Neural network scaling has been popular in recent years. Several powerful deep networks are produced with the depth greatly increased for exponential expressiveness. The hidden dimension is then effectively expanded using sparse MoE models and model parallelism techniques. As the last atomic dimension of the neural network, the sequence length should be as long as possible. There are several benefits when the sequence length constraint is removed. First, it provides models with considerable memory and a receptive field, allowing them to interact with people and the outside environment. Second, longer contexts include more complex causal chains and thought processes, which models can use to train data.
On the other hand, the short dependency has more erroneous correlations, which is detrimental to generalization. Third, it allows exploring the limits of learning in context, which represents a paradigm shift for multiple education, since extraordinarily extensive context could decrease catastrophic forgetfulness in models. Finding the ideal balance between computational complexity and model expressiveness is the main difficulty in increasing sequence length.
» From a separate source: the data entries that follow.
PR #753, opened 2026-06-29
feat(ingestion): remove supabase storage bucket dra-1326

pabloscopeo:
## Summary

- Remove the Supabase Storage bucket dependency from local knowledge ingestion by keeping uploaded files durably in S3 and deleting the old sync-and-cleanup path.
- Preserve source downloads by storing stable `s3_path` metadata, adding an authenticated S3 download-url endpoint, and updating playground source clicks to use presigned S3 URLs.
- Remove obsolete Supabase bucket configuration/docs and add regression coverage for S3-backed document metadata and download URL generation.

## Out of scope

- Google Drive sources keep using their existing external source URLs; this change only replaces the Supabase bucket path used for local uploads.

---
## Summary by cubic
Removes the Supabase Storage bucket (DRA-1326). Local uploads are stored in S3, and downloads now use presigned S3 URLs resolved on request.

- New Features
  - Added POST `/organizations/{org_id}/files/download-url` (JWT Member) to return a presigned S3 URL; validates the key belongs to the org (400 on invalid) and masks internal storage errors with 500.
  - Knowledge service presigns document links from `metadata.s3_path`; external source URLs (e.g., Google Drive) are unchanged.
  - S3 key sanitization preserves the organization prefix for uploads and downloads; ingestion and S3 folder manager persist `s3_path` in document metadata; `BaseDocument.url` now prefers `source_url` then `s3_path`.
  - Playground/source downloads now call `filesApi.getPresignedDownloadUrl`; no Supabase SDK usage.

- Migration
  - Remove `SUPABASE_BUCKET_NAME` from env and docs; Supabase bucket is no longer used.
  - Delete Supabase uploader and related sync/cleanup paths; S3 is the only durable store.
  - Ensure `S3_BUCKET_NAME` and S3 access settings are configured.

<sup>Written for commit 9bde21d10f32adf2d8bd3fc657369aced733202a. Summary will update on new commits.</sup>

<a href="https://cubic.dev/pr/Scopeo/draftnrun/pull/753?utm_source=github" target="_blank" rel="noopener noreferrer" data-no-image-dialog="true"><picture><source media="(prefers-color-scheme: dark)" srcset="https://www.cubic.dev/buttons/review-in-cubic-dark.svg"><source media="(prefers-color-scheme: light)" srcset="https://www.cubic.dev/buttons/review-in-cubic-light.svg">Review in cubic</picture></a>


ada_backend/services/s3_files_service.py
```diff
@@ -145,3 +156,19 @@ def generate_s3_upload_presigned_urls_service(
...
+
+
+def generate_s3_download_presigned_url_service(
+    organization_id: UUID,
+    key: str,
+    bucket_name: str = settings.S3_BUCKET_NAME,
+) -> S3DownloadURL:
+    key_prefix = f"{organization_id}/"
+    if not key.startswith(key_prefix):
+        raise S3DownloadKeyValidationError("S3 key does not belong to this organization")
```
natacha-scopeo: leak S3 info in error

ada_backend/services/s3_files_service.py
```diff
@@ -145,3 +156,19 @@ def generate_s3_upload_presigned_urls_service(
             )
         )
     return upload_urls
+
+
+def generate_s3_download_presigned_url_service(
```
natacha-scopeo: this download service is only for ingestion downloaded files ?

data_ingestion/document/folder_management/s3_folder_management.py
```diff
@@ -69,7 +69,10 @@ def _get_file_info(self, file_path: str) -> FileDocument:
             type=file_type,
             file_name=file_name,
             folder_name=str(Path(file_path).parent),
-            metadata=file_data["metadata"],
+            metadata={
+                **file_data["metadata"],
+                "s3_path": file_data["s3_path"],
```
natacha-scopeo, line 74: is this save in Qdrant ? I don't think we should save have  qdrant index for s3_path

ada_backend/services/s3_files_service.py
pabloscopeo: this error is internal, not API-facing, API wise you'd see only "Invalid S3 file key", what do you want me to do in particular in this section?

data_ingestion/document/folder_management/s3_folder_management.py
pabloscopeo: it's stored in qdrant but not indexed (chunk metadata, not vector index)

ada_backend/services/s3_files_service.py
pabloscopeo: yes, this is only for org-scoped knowledge/source files in the ingestion S3 bucket. It follows the same idea as the existing output-file flow: files stay in S3 and the app only gets short-lived presigned URLs. Playground temp/output files still use their separate presign path. Current auth is org membership + org-prefixed key, matching how these keys are generated.

ada_backend/services/s3_files_service.py
natacha-scopeo: something that doesn't say we are using S3

ada_backend/services/s3_files_service.py
natacha-scopeo: can you update the function name ?

natacha-scopeo (approved):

The main purpose of RNN style models is to extend the length. However, parallelization during training, crucial in modeling long sequences, is limited by its sequential nature. Sequence modeling has more recently found favor with state space models. It can function as a CNN during training and switch to an effective RNN during testing. They perform well on long range waypoints but at shorter lengths. They’re up there with the Transformers. This is primarily due to the expressiveness of the model. Reducing the difficulty of Transformers, or the quadratic complexity of self-care, is another aspect of scaling the length of the sequence. Implementing sliding windows or convolution modules on attention is simple to make the complexity almost linear. However, doing so costs memory for the first few tokens, causing one to miss the prompts at the start of the string. Short attention reduces calculation by dispersing the attention matrix while maintaining the ability to recall distant information. Gets time complexity O(N (√ N) d), for example, using a fixed sparse pattern.
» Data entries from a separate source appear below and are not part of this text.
Issue #340, opened 2016-02-19
Import of data should be done after conflict handling.


almet:
This is a spinoff of https://github.com/Kinto/kinto.js/pull/302. Currently, the import of the data is done and then the conflicts are handled (see https://github.com/Kinto/kinto.js/blob/master/src/collection.js#L572-L583)

leplatrem:
@almet could you detail what was your use-case here?

You'd like to detect conflicts before altering the local db ?

almet:
It is just weird to me to first import data and then fix the conflicts,  it seems more logical to first fix the conflicts and then import so that the database isn't in a conflicting state. 

From what I remember this issue wasn't opened with a specific use case in mind, it was something I wasn't expecting when reading the source code. 

Feel free to close the issue if you think it doesn't make sense, or ask more questions! Cheers

leplatrem:
I think that makes sense. We'll probably have to rethink a bit the sync flow and the conflict API resolution for this though.

leplatrem:
Done in #553

PR #553, opened 2016-09-18
Cleanup/refactor sync code

### LINKED ISSUE #418: pushChanges is missing a case
The `then` block in https://github.com/Kinto/kinto.js/blob/d696e76dfba7f36a107f0d3a910cee142bbd39d7/src/collection.js#L854-L873 has a set of if-else-if blocks that aren't exhaustive. If we get something `resolved` which is not synced (`resolvedUnsynced.length != 0`), and our strategy isn't either `CLIENT_WINS` or `SERVER_WINS`, we fail to return anything at all. This caused me problems when I was trying to put together a fix for #414 and tried to mark a conflict as "resolved".

I'm not sure if we consider this case something that "can't happen". It seems like the only strategy this applies to is `MANUAL`, and we could assume that unsynced resolutions should never get to `pushChanges` in `MANUAL` because the conflicts stopped the sync. If this is how we want to hande this, I think we should put a default "else" case in `pushChanges` that throws a "can't happen" error, or at the very least add a comment explaining how someone got here and suggesting what they do to fix it.

leplatrem:
Now that we have switched to async/await it's a lot easier to read the code of the sync process and spot inconsistencies :)

I did that refactoring by keeping an eye on the integration tests. I'll have to change the specs/code of the unit tests now.

* [x] Refactor / added some comments
* [x] Update docstrings
* [ ] Document changes
* [x] Make unit tests pass

Fixes #418 #340

### DIFF
--- a/src/collection.js
+++ b/src/collection.js
@@ -70,7 +70,13 @@ export class SyncResultObject {
     if (!Array.isArray(this[type])) {
       return;
     }
-    this[type] = this[type].concat(entries);
+    // Deduplicate entries by id. If the values don't have `id` attribute, just
+    // keep all.
+    const deduplicated = this[type].concat(entries).reduce((acc, cur) => {
+      const existing = acc.filter((r) => cur.id && r.id ? cur.id != r.id : true);
+      return existing.concat(cur);
+    }, []);
+    this[type] = deduplicated;
     this.ok = this.errors.length + this.conflicts.length === 0;
     return this;
   }
@@ -689,14 +695,10 @@ export default class Collection {
     syncResultObject.add("published", published);
 
     if (resolved.length > 0) {
-      // Resolved conflicts are merged with previous ones.
-      const resolvedIds = resolved.map((r) => r.id);
-      const mergedResolved = syncResultObject.resolved.filter((r) => resolvedIds.indexOf(r.id) < 0)
-                                                      .concat(resolved);
       syncResultObject
         .reset("conflicts")
         .reset("resolved")
-        .add("resolved", mergedResolved);
+        .add("resolved", resolved);
     }
     return syncResultObject;
   }
--- a/src/collection.js
+++ b/src/collection.js
@@ -627,18 +627,7 @@ export default class Collection {
    * occurred on the server since the last successful synchronization.
    * @return {Promise}
    */
-  async importChanges(syncResultObject, changeObject) {
-    const decodedChanges = await Promise.all(changeObject.changes.map(change => {
-      return this._decodeRecord("remote", change);
-    }));
-
-    syncResultObject.lastModified = changeObject.lastModified;
-
-    // No change, nothing to import.
-    if (decodedChanges.length === 0) {
-      return syncResultObject;
-    }
-
+  async importChanges(syncResultObject, decodedChanges) {
     // Retrieve records matching change ids.
     try {
       const imports = await this.db.execute(transaction => {
@@ -664,6 +653,29 @@ export default class Collection {
     }
 
     return syncResultObject;
+  }
+
+  async importPublications(toApplyLocally) {
+    if (toApplyLocally.length === 0) {
+      return [];
+    }
+    const toDeleteLocally = toApplyLocally.filter((r) => r.deleted);
+    const toUpdateLocally = toApplyLocally.filter((r) => !r.deleted);
+
+    const saved = await this.db.execute((transaction) => {
+      const updated = toUpdateLocally.map((record) => {
+        const synced = markSynced(record);
+        transaction.update(synced);
+        return {data: synced};
+      });
+      const deleted = toDeleteLocally.map((record) => {
+        transaction.delete(record.id);
+        // Amend result data with the deleted attribute set
+        return {data: {id: record.id, deleted: true}};
+      });
+      return updated.concat(deleted);
+    });
+    return saved;
   }
 
   /**
@@ -729,6 +741,7 @@ export default class Collection {
         }
       });
     });
+    this._lastModified = null;
     await this.db.saveLastModified(null);
     return unsynced.data.length;
   }
@@ -768,8 +781,12 @@ export default class Collection {
     if (!syncResultObject.ok) {
       return syncResultObject;
     }
+
+    const since = this.lastModified ? this.lastModified
+                                    : await this.db.getLastModified();
+
     options = {strategy: Collection.strategy.MANUAL,
-      lastModified: this.lastModified,
+      lastModified: since,
       headers: {},
       ...options};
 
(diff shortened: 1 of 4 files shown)


src/collection.js
```diff
@@ -884,59 +950,24 @@ export default class Collection {
...
-        return {data: synced};
-      });
-      const deleted = toDeleteLocally.map((record) => {
-        transaction.delete(record.id);
-        // Amend result data with the deleted attribute set
-        return {data: {id: record.id, deleted: true}};
-      });
-      return updated.concat(deleted);
-    });
+    await this.importPublications(syncResultObject, decoded, options.strategy);
```
leplatrem: note: add `if decoded.length > 0`

leplatrem:
@n1k0 @glasserc r? :)

leplatrem:
As a summary, here is what I did:
* `pushChanges()` is not in charge of `gatheringChanges()` anymore
* `importChanges()` is not in charge of decoding the records anymore
* created an `importPublications()` for `pushChanges()` results to mimic the code of `pullChanges()` with `importChanges()`
* I simplified the way `_handleConflicts()` is called, and changed it so that shares the same transaction as `importChanges()` and `importPublications()`
* the lastmodified option is now used explicitly in the second `pullChanges()` during sync instead of storing intermediate values as member variable during the sync process.

src/collection.js
```diff
@@ -1047,33 +1045,40 @@ export default class Collection {
...
     try {
-      const result = new SyncResultObject();
-      const pullResult = await this.pullChanges(client, result, options);
-      const pushResult = await this.pushChanges(client, pullResult, options);
-      // Avoid performing a last pull if nothing has been published.
-      if (pushResult.published.length === 0) {
-        syncResult = pushResult;
-      } else {
+      // Fetch last changes from the server.
+      await this.pullChanges(client, result, options);
```
glasserc: @leplatrem explained to me that although we used to have this sort of return-value chaining, which suggests immutability, things were also being modified in-place, so he took out the "fake" return values.

src/collection.js
```diff
@@ -652,33 +660,65 @@ export default class Collection {
...
+      return {published, resolved};
+    });
+
+    syncResultObject.add("published", published);
+
+    if (resolved.length > 0) {
+      // Resolved conflicts are merged with previous ones.
+      const resolvedIds = resolved.map((r) => r.id);
+      const mergedResolved = syncResultObject.resolved.filter((r) => resolvedIds.indexOf(r.id) < 0)
+                                                      .concat(resolved);
```
glasserc: Can we do better here? Maybe we should have a `Set` of resolved records, or at least a `Set` of resolved IDs. The indexOf call seems a little ugly to me. Maybe this complexity ought to be in the `SyncResultObject#add` method?

src/collection.js
```diff
@@ -667,6 +656,73 @@ export default class Collection {
...
+        return synced;
+      });
+      const deleted = toDeleteLocally.map((record) => {
+        transaction.delete(record.id);
+        // Amend result data with the deleted attribute set
+        return {id: record.id, deleted: true};
+      });
+      const published = updated.concat(deleted);
+      // Handle conflicts, if any
+      const resolved = this._handleConflicts(transaction, conflicts, strategy);
```
glasserc: It seems a little strange to have `importPublications`, which I assumed was just going to handle updating state about records that were successfully published, to also handle conflicts (records that weren't actually published). Can we have the caller manage the transaction and call both `importPublications` and `_handleConflicts`? Or maybe we can change the function name to something like `importPushResult`, and make `conflicts` be a parameter to the function?

src/collection.js
```diff
@@ -667,6 +656,73 @@ export default class Collection {
...
   /**
+   * Imports the responses of pushed changes into the local database.
+   * Basically it stores the timestamp assigned by the server into the local
+   * database.
+   * @param  {SyncResultObject} syncResultObject The sync result object.
+   * @param  {Array}            toApplyLocally   The list of changes to import in the local database.
+   * @param  {String}           strategy         The {@link Collection.strategy}.
+   * @return {Promise}
+   */
+  async importPublications(syncResultObject, toApplyLocally, strategy) {
```
n1k0: Same remark wrt default strategy value

src/collection.js
```diff
@@ -667,6 +656,73 @@ export default class Collection {
...
+    const toDeleteLocally = toApplyLocally.filter((r) => r.deleted);
+    const toUpdateLocally = toApplyLocally.filter((r) => !r.deleted);
+
+    const conflicts = syncResultObject.conflicts;
```
n1k0:
```js
const {conflicts} = syncResultObject; 
```

src/collection.js
```diff
@@ -768,8 +825,12 @@ export default class Collection {
     if (!syncResultObject.ok) {
       return syncResultObject;
     }
+
+    const since = this.lastModified ? this.lastModified
+                                    : await this.db.getLastModified();
+
     options = {strategy: Collection.strategy.MANUAL,
```
n1k0: Nit: while you're here, please format this object like everywhere else

src/collection.js
```diff
@@ -837,18 +907,18 @@ export default class Collection {
...
    * @param  {KintoClient.Collection} client           Kinto client Collection instance.
    * @param  {SyncResultObject}       syncResultObject The sync result object.
+   * @param  {Object}                 changes          The change object.
+   * @param  {Array}                  changes.toDelete The list of records to delete.
+   * @param  {Array}                  changes.toSync   The list of records to create/update.
    * @param  {Object}                 options          The options object.
    * @return {Promise}
    */
-  async pushChanges(client, syncResultObject, options={}) {
+  async pushChanges(client, {toDelete=[], toSync}, syncResultObject, options={}) {
```
n1k0: Now I'm wondering if this new second argument shouldn't be split as two distinct ones. Thoughts?

src/collection.js
```diff
@@ -1047,33 +1057,43 @@ export default class Collection {
...
-      const result = new SyncResultObject();
-      const pullResult = await this.pullChanges(client, result, options);
-      const pushResult = await this.pushChanges(client, pullResult, options);
-      // Avoid performing a last pull if nothing has been published.
-      if (pushResult.published.length === 0) {
-        syncResult = pushResult;
-      } else {
+      // Fetch last changes from the server.
+      await this.pullChanges(client, result, options);
+      const {lastModified} = result;
```
n1k0: Nit
```js
const {ok, lastModified, resolved, published} = result;
```

So you can directly reference these later.

src/collection.js
```diff
@@ -1047,33 +1064,43 @@ export default class Collection {
         new Error(`Server is asking clients to back off; retry in ${seconds}s or use the ignoreBackoff option.`));
     }
 
-    this._lastModified = await this.db.getLastModified();
```
glasserc: Why are we getting rid of this?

Learnable patterns, as well as heuristic patterns, work well for low attention. Low rank attention, kernel based techniques, downsampling strategies, recursive models, and fetch based techniques are some of the most effective Transformer based builds. Despite this, none have scaled to 1 billion tokens. They successfully scaled the sequence length to 1 billion tokens in their study. Researchers at Microsoft Research developed LONGNET, which swaps the focus of conventional Transformers with a cutting-edge element known as dilated attention. The main design principle is that the attention allocation decreases rapidly as the distance between tokens increases. They show that it achieves a logarithmic dependency between tokens and linear processing complexity.
This addresses the conflict between the accessibility of all tokens and the finite amount of attention resources. LONG NET can be converted to a Dense Transformer in the implementation, supporting standard Transformer optimizations (such as kernel merging, quantization, and distributed training) without issue. By using linear complexity, LONGNET can partition training across nodes and overcome both CPU and memory limitations. Since the standard Transformer suffers from quadratic complexity, this allows us to efficiently scale the length of the stream to 1B tokens with a nearly constant execution time.
review the Paper and github link. Don’t forget to join our 25k+ ML SubReddit, discord channel, and electronic newsletter, where we share the latest AI research news, exciting AI projects, and more. If you have any questions about the article above or if we missed anything, feel free to email us at [email protected]
🚀 Check out 100 AI tools at AI Tools Club
Aneesh Tickoo is a consulting intern at MarktechPost. She is currently pursuing her bachelor’s degree in Information Science and Artificial Intelligence at the Indian Institute of Technology (IIT), Bhilai. She spends most of her time working on projects aimed at harnessing the power of machine learning. Her research interest is image processing and she is passionate about creating solutions around her. She loves connecting with people and collaborating on interesting projects.